Give him a day or two, and he'll probably start eating then. When first in a new home, some go on a hunger strike for a few days. If he doesn't eat within the next day or so, then you might need to schedule a vet appointment. Most likely it's just because he's in a new place. Is it the same food the breeder had him on? If not, he may not want to eat because it's not his normal food.


----------



## sic_infested (Jan 8, 2009)

i have the same food the breeder used in his bowl... then i have some of the hedgie food i bought sitting beside the bowl incase he wanted to try that... and then i have some kitten food sitting beside that so he can pick from what he wants... as for the bottle i'll take it out tomorrow if i don't see him using it... i was gonna exchange it anyway cuz it seems to drip slowly and i don't like that... so maybe i'll just return it all together... hopefully he eats tomorrow tho... i don't know if i should get him some small mealies to get him eating first... then maybe he'll start eating his kibble... i don't know.. i just worry things r wrong... he was very active sunday night so i'm guessing all is well... he's just being stubborn...


----------



## dorasdaddy (Dec 23, 2008)

what hedgie food is it? most hedgie food is crap at best and some is even deadly.


----------



## Zalea (Sep 12, 2008)

sic_infested said:


> i have the same food the breeder used in his bowl... then i have some of the hedgie food i bought sitting beside the bowl incase he wanted to try that... and then i have some kitten food sitting beside that so he can pick from what he wants... as for the bottle i'll take it out tomorrow if i don't see him using it... i was gonna exchange it anyway cuz it seems to drip slowly and i don't like that... so maybe i'll just return it all together... hopefully he eats tomorrow tho... i don't know if i should get him some small mealies to get him eating first... then maybe he'll start eating his kibble... i don't know.. i just worry things r wrong... he was very active sunday night so i'm guessing all is well... he's just being stubborn...

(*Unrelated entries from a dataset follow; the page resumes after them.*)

PR #165707, opened 2025-10-17
[dynamo][misc] Replace UserFunctionVariable with VariableTracker build

anijain2305:
Stack from [ghstack](https://github.com/ezyang/ghstack) (oldest at bottom):
* __->__ #165707
* #166251

Audit: To prevent future issues with functools.partial or callable
objects.

cc @voznesenskym @penguinwu @EikanWang @jgong5 @Guobing-Chen @XiaobingSuper @zhuhaozhe @blzheng @wenzhe-nrv @jiayisunx @chenyang78 @kadeng @chauhang @amjames @Lucaskabela

PR #165903, opened 2025-10-20
[dynamo] Clean up assert in dynamo [3/N]

can-gaa-hou:
Some previous PRs have been merged. This PR aims for some **assert** that the users can trigger, and it may be better to turn them into a graph break. Correct me if there are any problems.

* ->#165903(Clean up for graph break)
* #165745
* #165430

cc @voznesenskym @penguinwu @EikanWang @jgong5 @Guobing-Chen @XiaobingSuper @zhuhaozhe @blzheng @wenzhe-nrv @jiayisunx @chenyang78 @kadeng @chauhang @amjames @Lucaskabela @williamwen42

### DIFF
--- a/torch/_dynamo/variables/ctx_manager.py
+++ b/torch/_dynamo/variables/ctx_manager.py
@@ -877,20 +877,11 @@ class DisabledSavedTensorsHooksVariable(ContextWrappingVariable):
 class AutocastModeVariable(ContextWrappingVariable):
     @staticmethod
     def create(func, args, kwargs):
-        if func not in [
+        assert func in [
             torch.amp.autocast_mode.autocast,
             torch.cuda.amp.autocast,
             torch.cpu.amp.autocast,
-        ]:
-            unimplemented_v2(
-                gb_type="Unsupported autocast function",
-                context=str(func),
-                explanation="Dynamo doesn't support compiling a region that returns a unsupported autocast function.",
-                hints=[
-                    "Use supported autocast functions: torch.amp.autocast_mode.autocast, torch.cuda.amp.autocast, torch.cpu.amp.autocast",
-                    "Or move the autocast usage outside the compiled region",
-                ],
-            )
+        ]
         # device_type : str,
         # dtype : Optional[_dtype] = None,
         # enabled : bool = True,
--- a/torch/_dynamo/variables/ctx_manager.py
+++ b/torch/_dynamo/variables/ctx_manager.py
@@ -877,11 +877,20 @@ class DisabledSavedTensorsHooksVariable(ContextWrappingVariable):
 class AutocastModeVariable(ContextWrappingVariable):
     @staticmethod
     def create(func, args, kwargs):
-        assert func in [
+        if func not in [
             torch.amp.autocast_mode.autocast,
             torch.cuda.amp.autocast,
             torch.cpu.amp.autocast,
-        ]
+        ]:
+            unimplemented_v2(
+                gb_type="Unsupported autocast function",
+                context=str(func),
+                explanation="Dynamo doesn't support compiling a region that returns a unsupported autocast function.",
+                hints=[
+                    "Use supported autocast functions: torch.amp.autocast_mode.autocast, torch.cuda.amp.autocast, torch.cpu.amp.autocast",
+                    "Or move the autocast usage outside the compiled region",
+                ],
+            )
         # device_type : str,
         # dtype : Optional[_dtype] = None,
         # enabled : bool = True,
--- a/torch/_dynamo/variables/distributed.py
+++ b/torch/_dynamo/variables/distributed.py
@@ -210,9 +210,16 @@ class PlacementVariable(DistributedVariable):
         if name in constant_fold_functions:
             try:
                 value_type = type(self.value)
-                assert (
-                    inspect.getattr_static(value_type, "__getattr__", None) is None
-                ), "no custom getattr allowed!"
+                if inspect.getattr_static(value_type, "__getattr__", None) is not None:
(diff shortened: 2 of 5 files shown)


torch/_dynamo/variables/ctx_manager.py
```diff
@@ -877,11 +877,20 @@ def fn_name(self):
 class AutocastModeVariable(ContextWrappingVariable):
     @staticmethod
     def create(func, args, kwargs):
-        assert func in [
+        if func not in [
```
williamwen42: This assert is fine to leave as-is since we should only be creating this variable if the condition is true from the caller. (code pointer https://github.com/pytorch/pytorch/blob/9901d4441862cc0be881f913e1a7f932f7cb0177/torch/_dynamo/variables/torch.py#L398)

torch/_dynamo/variables/distributed.py
```diff
@@ -213,9 +213,16 @@ def call_method(
         if name in constant_fold_functions:
             try:
                 value_type = type(self.value)
-                assert (
-                    inspect.getattr_static(value_type, "__getattr__", None) is None
-                ), "no custom getattr allowed!"
+                if inspect.getattr_static(value_type, "__getattr__", None) is not None:
+                    unimplemented_v2(
+                        gb_type="custom __getattr__ not supported",
```
williamwen42:
```suggestion
                        gb_type="Placement with custom __getattr__ not supported",
```

torch/_dynamo/variables/distributed.py
```diff
@@ -213,9 +213,16 @@ def call_method(
...
+                        context=f"{value_type.__name__} with custom __getattr__",
+                        explanation="Dynamo does not support Placement types with custom __getattr__ methods",
+                        hints=[
+                            "Use Placement types without custom __getattr__ methods",
+                            "Or move the Placement usage outside the compiled region",
```
williamwen42:
```suggestion
                            "Move the Placement usage outside the compiled region",
```

torch/_dynamo/variables/misc.py
```diff
@@ -103,7 +103,15 @@ def reconstruct(self, codegen: "PyCodegen"):
             codegen.extend_output(create_call_function(1, False))
 
     def _resolved_getattr_and_source(self, tx: "InstructionTranslator", name):
-        assert self.objvar, "1-arg super not implemented"
+        if not self.objvar:
+            unimplemented_v2(
+                gb_type="1-arg super not implemented",
+                context="",
+                explanation="Dynamo failed to trace attribute `{name}` accessed "
```
williamwen42:
```suggestion
                explanation=f"Dynamo failed to trace attribute `{name}` accessed "
```

torch/_dynamo/variables/misc.py
```diff
@@ -103,7 +103,15 @@ def reconstruct(self, codegen: "PyCodegen"):
...
+                f"via `super()` (for type `{self.typevar}` and object `{self.objvar}`) "
+                "because only one argument of super() is not yet supported.",
```
williamwen42:
```suggestion
                "because one-argument of super() is not supported.",
```

torch/_dynamo/variables/misc.py
```diff
@@ -103,7 +103,15 @@ def reconstruct(self, codegen: "PyCodegen"):
...
+                hints=[],
```
williamwen42:
```suggestion
                hints=[
                    "Use two-argument super(type, object_or_type).",
                ],
```

torch/_dynamo/variables/misc.py
```diff
@@ -1033,9 +1041,16 @@ def call_method(
     ) -> "VariableTracker":
         if name == "queue_callback":
             if torch._dynamo.compiled_autograd.in_compiled_autograd_region:
-                assert tx.one_graph or tx.error_on_graph_break, (
-                    "queue_callback() is only supported when Compiled Autograd is enabled with fullgraph=True"
-                )
+                if not (tx.one_graph or tx.error_on_graph_break):
+                    unimplemented_v2(
```
williamwen42: @xmfan is it ok to graph break here? or should we error out?

torch/_dynamo/variables/nn_module.py
```diff
@@ -822,9 +822,23 @@ def gen_source(source, name):
...
+                        gb_type="non-const argument in nn.Module __getitem__",
+                        context=f"call_method: {self} {name} {args} {kwargs}",
+                        explanation="Dynamo does not support calling "
+                        f"method `{name}` of ``nn.Module`` {module} with non-constant arguments.",
+                        hints=["Use constant arguments"],
+                    )
                 key = args[0].as_python_constant()
-                assert isinstance(key, (str, int))
+                if not isinstance(key, (str, int)):
+                    unimplemented_v2(
```
williamwen42, line 829: Can we combine this graph break with the one above?

torch/_dynamo/variables/ctx_manager.py
can-gaa-hou: Thanks for the suggestion :) I have updated it.

torch/_dynamo/variables/nn_module.py
can-gaa-hou: Sure. SGTM. Fix :)

torch/_dynamo/variables/misc.py
can-gaa-hou: Seems like there has been a change [here](https://github.com/pytorch/pytorch/pull/165707) recently. Let's keep that first.

williamwen42 (approved):

PR #165914, opened 2025-10-20
[aoti][win] add support for a list of shim libraries

yushangdi:
As title, support passing in a list of shim libraries when cross compiling artifacts

### DIFF
--- a/torch/_inductor/config.py
+++ b/torch/_inductor/config.py
@@ -1670,7 +1670,7 @@ class aot_inductor:
 
     # If link_libtorch is False and cross_target_platform is windows,
     # a library needs to be provided to provide the shim implementations.
-    aoti_shim_library: Optional[str] = None
+    aoti_shim_library: Optional[str | list[str]] = None
     aoti_shim_library_path: Optional[str] = None
 
 
--- a/torch/_inductor/cpp_builder.py
+++ b/torch/_inductor/cpp_builder.py
@@ -1147,10 +1147,16 @@ def _get_torch_related_args(
     else:
         libraries_dirs = []
         if config.aot_inductor.cross_target_platform == "windows":
-            assert config.aot_inductor.aoti_shim_library, (
+            aoti_shim_library = config.aot_inductor.aoti_shim_library
+
+            assert aoti_shim_library, (
                 "'config.aot_inductor.aoti_shim_library' must be set when 'cross_target_platform' is 'windows'."
             )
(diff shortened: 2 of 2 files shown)


torch/_inductor/config.py
```diff
@@ -1670,7 +1670,7 @@ class aot_inductor:
 
     # If link_libtorch is False and cross_target_platform is windows,
     # a library needs to be provided to provide the shim implementations.
-    aoti_shim_library: Optional[str] = None
+    aoti_shim_library: None | str | list[str] = None
```
JacobSzwejbka: TIL this typing syntax

torch/_inductor/cpp_builder.py
```diff
@@ -1147,10 +1147,16 @@ def _get_torch_related_args(
...
+            aoti_shim_library = config.aot_inductor.aoti_shim_library
+
+            assert aoti_shim_library, (
                 "'config.aot_inductor.aoti_shim_library' must be set when 'cross_target_platform' is 'windows'."
             )
-            libraries.append(config.aot_inductor.aoti_shim_library)
+            if isinstance(aoti_shim_library, str):
+                libraries.append(aoti_shim_library)
+            else:
+                assert isinstance(aoti_shim_library, list)
```
JacobSzwejbka, line 1158: I still dont 100% understand why aoti_shim_library is different from aoti_shim_library_path.

yushangdi: when `link_libtorch=True`, no aoti_shim_library needs to be provided (it automatically uses the same libtorch libraries as non-cross compiling case), but aoti_shim_library_path needs to be provided.

desertfire, line 1158: Is it possible `aoti_shim_library` is None for this else branch?

desertfire (commented):
Is it possible to add a test for this one?

torch/_inductor/cpp_builder.py
yushangdi: not because we have `assert aoti_shim_library` above.

yushangdi:
> Is it possible to add a test for this one?

@desertfire I don't have a good way to test it right now. if we don't want to land this without a test, we can wait until ET needs to use it, and then land it with test in ET. ET doesn't need it right now as they produce a single .dll/.lib , but it might be needed in the future.

desertfire (approved):

PR #166246, opened 2025-10-26
[BugFix] Fix exponential distribution generating zero values on CPU backend

### LINKED ISSUE #166243: [BugReport] Exponential distribution may generate zero values on CPU backend
### 🐛 Describe the bug

aspired by https://github.com/pytorch/pytorch/pull/159386
I find https://github.com/pytorch/pytorch/blob/6494cdc40c55a7ff5d2c94788f7fbf5d4822ae7c/aten/src/ATen/native/Distributions.cpp#L614-L620
and then I find https://github.com/pytorch/pytorch/blob/6494cdc40c55a7ff5d2c94788f7fbf5d4822ae7c/aten/src/ATen/core/TransformationHelper.h#L128-L145

This is a historical problem.

On CPU, there is a very low probability to generate 0 from exponential.Though it's pretty low, it must be resolved and unified.

### Versions

None

lingebeng:
Fix exponential distribution generating zero values on CPU backend and unified the two backends.

Fixes [#166243](https://github.com/pytorch/pytorch/issues/166243)

### DIFF
--- a/aten/src/ATen/core/TransformationHelper.h
+++ b/aten/src/ATen/core/TransformationHelper.h
@@ -127,21 +127,10 @@ C10_HOST_DEVICE inline double cauchy(double val, double median, double sigma) {
 template <typename T>
 C10_HOST_DEVICE inline T exponential(T val, T lambda) {
   // https://en.wikipedia.org/wiki/Exponential_distribution#Generating_exponential_variates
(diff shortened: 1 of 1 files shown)


ngimel (changes requested):
Please don't touch cuda implementation

lingebeng:
I am so sorry. I won't do that.

PR #166254, opened 2025-10-26
Enable flake8 B028 check

cyyever:
This PR is a follow-up of #166224. It fixes remaining flake8 B028 warning by specifying `stacklevel=2` in warnings.warn and enables the check. The advantage is that users can know more contextual information about PyTorch warnings.

cc @EikanWang @jgong5 @wenzhe-nrv @sanchitintel @ezyang @voznesenskym @penguinwu @Guobing-Chen @XiaobingSuper @zhuhaozhe @blzheng @jiayisunx @ipiszy @kadeng @muchulee8 @amjames @chauhang @aakhundov @coconutruben @jataylo @Lucaskabela @chenyang78

### DIFF
--- a/torch/_dynamo/variables/higher_order_ops.py
+++ b/torch/_dynamo/variables/higher_order_ops.py
@@ -2199,7 +2199,6 @@ class CondHigherOrderVariable(TorchHigherOrderOperatorVariable):
                 "Pred is a Python constant. When used with torch.cond, it specializes on one of the branches."
                 " If you want torch.cond to preserve two branches, please make the predicate a boolean tensor or a SymBool.",
                 UserWarning,
-                stacklevel=2,
             )
             if pred.as_python_constant():
                 return true_fn.call_function(tx, operands.unpack_var_sequence(tx), {})
--- a/torch/_dynamo/variables/higher_order_ops.py
+++ b/torch/_dynamo/variables/higher_order_ops.py
@@ -2195,7 +2195,7 @@ class CondHigherOrderVariable(TorchHigherOrderOperatorVariable):
         # Specialize into one of the branches since pred is constant
         pred, true_fn, false_fn, operands = args
         if type(args[0]) is ConstantVariable:
-            warnings.warn(
+            warnings.warn(  # noqa: B028
                 "Pred is a Python constant. When used with torch.cond, it specializes on one of the branches."
                 " If you want torch.cond to preserve two branches, please make the predicate a boolean tensor or a SymBool.",
                 UserWarning,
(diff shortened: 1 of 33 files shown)


ezyang (changes requested):
Tests should not be modified for this lint. Exclude this lint from the test folder.

.github/scripts/filter_test_configs.py
```diff
@@ -124,7 +124,7 @@ def get_pr_info(pr_number: int) -> dict[str, Any]:
     )
 
     if not json_response:
-        warnings.warn(f"Failed to get the labels for #{pr_number}")
+        warnings.warn(f"Failed to get the labels for #{pr_number}", stacklevel=2)
```
ezyang: need to exclude .github and scripts as well

ezyang (changes requested):
please review your PR first

.github/scripts/filter_test_configs.py
cyyever: I was not sure because the .github was not excluded before. But it's reasonable to exclude it.

cyyever:
@ezyang  `.github` was not excluded before in flake8, should we also exclude it for existing checks? IMO it should be excluded, maybe we should put the config changes for other checks in another PR.

torch/_dynamo/variables/higher_order_ops.py
```diff
@@ -1804,6 +1804,7 @@ def _call_function(
                 "Pred is a Python constant. When used with torch.cond, it specializes on one of the branches."
                 " If you want torch.cond to preserve two branches, please make the predicate a boolean tensor or a SymBool.",
                 UserWarning,
+                stacklevel=2,
```
ezyang: This one looks wrong. But all of the Dynamo warnings are trouble for a different reason: we don't want to report the Dynamo stack, we want to report the user stack.

torch/random.py
```diff
@@ -203,5 +203,5 @@ def fork_rng(
         yield
     finally:
         torch.set_rng_state(cpu_rng_state)
-        for device, device_rng_state in zip(devices, device_rng_states):
+        for device, device_rng_state in zip(devices, device_rng_states, strict=True):
```
ezyang: unrelated

torch/_dynamo/variables/higher_order_ops.py
cyyever: Reverted

torch/random.py
cyyever: reverted

cyyever:
@ezyang fixed

PR #166257, opened 2025-10-26
[2/N] Add strict parameter to Python zip calls 

cyyever:
This PR adds `strict=True/False` to zip calls in test utils. strict=True is passed when possible.

cc @H-Huang @awgu @wanchaol @fegin @fduwjj @wz337 @wconstab @d4l3k @pragupta @msaroufim @dcci @nikitaved @pearu @cpuhrsch @amjames @bhosmer @jcaip @jgong5 @mingfeima @XiaobingSuper @sanchitintel @ashokei @jingxu10 @jerryzh168 @aditew01 @robieta @chaekit @guotuofeng @guyang3532 @dzhulgakov @davidberard98 @briancoutinho @sraikund16 @sanrise @alexsamardzic


torch/nn/modules/adaptive.py
```diff
@@ -273,7 +273,9 @@ def _get_full_log_prob(self, input, head_output):
 
         out[:, : self.shortlist_size] = head_logprob[:, : self.shortlist_size]
 
-        for i, (start_idx, stop_idx) in enumerate(zip(self.cutoffs, self.cutoffs[1:])):
+        for i, (start_idx, stop_idx) in enumerate(
+            zip(self.cutoffs, self.cutoffs[1:], strict=True)
```
Skylion007: This should actually itertools pairwise? And it will fail when strict is True anyway?

torch/nn/modules/container.py
```diff
@@ -150,7 +150,9 @@ def __delitem__(self, idx: Union[slice, int]) -> None:
             delattr(self, key)
         # To preserve numbering
         str_indices = [str(i) for i in range(len(self._modules))]
-        self._modules = OrderedDict(list(zip(str_indices, self._modules.values())))
+        self._modules = OrderedDict(
+            list(zip(str_indices, self._modules.values(), strict=True))
```
Skylion007: I don't know if the list call is necessary for OrderedDict

torch/sparse/_triton_ops_meta.py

You shouldn't introduce new foods for a week or two after getting a hedgehog home. If he's never had mealies before, it wouldn't be a good idea to introduce them because they can cause tummy problems in an already stressful situation for him. I'd also remove the hedgehog food and the kitten food for the same reason.

Keep in mind he got carsick on Sunday, so his tummy is upset anyway. And now he's in a new home with new smells and new stuff, which is stressful. You want to try to minimize tummy upset as much as possible and stick to foods he's used to for a week or two.

You said you were using a bottle because you were worried about cage space; I would use the bowl that one of the extra foods is in and put water in it instead (as long as it's food/water safe). You can take the bottle back, if you want, and just use one of those extra dishes for the water.

After two weeks, slowly mix a little of the other foods into the food he's used to--a very small amount of those other foods, that can be increased over the span of a month or so. This helps keep tummy trouble to a minimum.

I have to agree with dorasdaddy about the hedgie food. Check this list for suitable hedgehog foods: viewtopic.php?f=6&t=45 If the one you have isn't one of them, sometimes the store will take foods back within 30 days. Often hedgehogs don't like those foods anyway and would prefer a good cat food instead.


----------



## sic_infested (Jan 8, 2009)

http://www.drsfostersmith.com/images/Ca ... -smpet.jpg

^^^ thats the food i bought for him... the food the breeder gave me i'm not sure what kind it is.... all the kibble is round and there brown, red, and green.... not sure if that helps... it kinda looks like he was poking around in his food bowl last night tho... not sure if he ate much or any atall.. but i had the food flat in there and now its all messy... i guess spending hours on his wheel it got him alittle hungry... i'll tkae out the other food for now then and let him adjust...

as for the bottle... im not worried about cage space... i just thought it would give him that little extra space is all... plus it would be cleaner for him since crums from his food wont end up in the water... but obviously if he doesn't drink from it i'll be putting the bowl in...


----------



## Immortalia (Jan 24, 2009)

sic_infested said:


> as for the bottle... im not worried about cage space... i just thought it would give him that little extra space is all... plus it would be cleaner for him since crums from his food wont end up in the water... but obviously if he doesn't drink from it i'll be putting the bowl in...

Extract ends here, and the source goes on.